Now, let us substitute the above value in the formula for volume. Then, we get
\[\begin{align}
  & \Rightarrow V=\dfrac{1}{3}\pi \left( 9h-{{h}^{3}} \right) \\
 & \Rightarrow V=\dfrac{1}{3}\pi \left( 9\left( \sqrt{3} \right)-{{\left( \sqrt{3} \right)}^{3}} \right) \\
 & \Rightarrow V=\dfrac{1}{3}\pi \left( 9\sqrt{3}-3\sqrt{3} \right) \\
 & \Rightarrow V=\dfrac{1}{3}\pi \left( 6\sqrt{3} \right) \\
 & \Rightarrow V=\pi \left( 2\sqrt{3} \right) \\
 & \Rightarrow V=2\sqrt{3}\pi \\
\end{align}\]
Hence maximum volume of cone is \[2\sqrt{3}\pi \] cubic units. Hence answer is Option C.

Note: We can also solve this problem by writing r and h in terms of angle $\theta $ as, $r=3\sin \theta $ and $h=3\cos \theta $.
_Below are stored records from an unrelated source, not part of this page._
PR #4492, opened 2023-09-24
no more anchorpoint pvt

QuickLode:
# About the pull request

hi this mainly fixes intended timelocks for 2 vital CMB roles, and removes Pvts from Anchorpoint QRF

Had a rank/timelock error due to the way the root was set, this alleviates it so no more Pvt leading the entire squad LMAO(In hindsight I feel like a Pvt is out of place to be on a QRF being sent from anchorpoint, and instead newer troops would stay on the station, may readd later tho)
Also the intended 5hr SL timelock was placed on CMB Mar to prevent weird incidents which have happened. 1hr for ICC for CL duties. 

also I'm not sure why but it seems black market CMB may be having problems with their hud? i will add it if I find a problem
bug bad 

<details>

</details>

# Changelog
:cl:
del: removed Pvts from Anchorpoint QRF (rip)
spellcheck: fixed a typo in CMB call-in
/:cl:

### DIFF
--- a/code/game/jobs/job/special/cmb.dm
+++ b/code/game/jobs/job/special/cmb.dm
@@ -6,11 +6,6 @@
 /datum/job/special/cmb/marshal
 	title = JOB_CMB_TL
 
-AddTimelock(/datum/job/special/cmb/marshal, list(
-	JOB_SQUAD_LEADER = 5 HOURS,
-))
-
-
 // CMB Investigative Synthetic
 /datum/job/special/cmb/synthetic
 	title = JOB_CMB_SYN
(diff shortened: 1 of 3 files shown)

Now let us substitute the above values in the formula for volume of cone.
\[\begin{align}
  & \Rightarrow V=\dfrac{1}{3}\pi {{r}^{2}}h \\
 & \Rightarrow V=\dfrac{1}{3}\pi {{\left( 3\sin \theta \right)}^{2}}\left( 3\cos \theta \right) \\
 & \Rightarrow V=\dfrac{1}{3}\pi \times 9{{\sin }^{2}}\theta \times 3\cos \theta \\
 & \Rightarrow V=9\pi {{\sin }^{2}}\theta \cos \theta \\
\end{align}\]
Later we differentiate the above volume with respective to $\theta $ and equate it to zero to find the condition for maximum volume and later we substitute the condition in the volume formula to find the maximum volume as we did in the solution part above.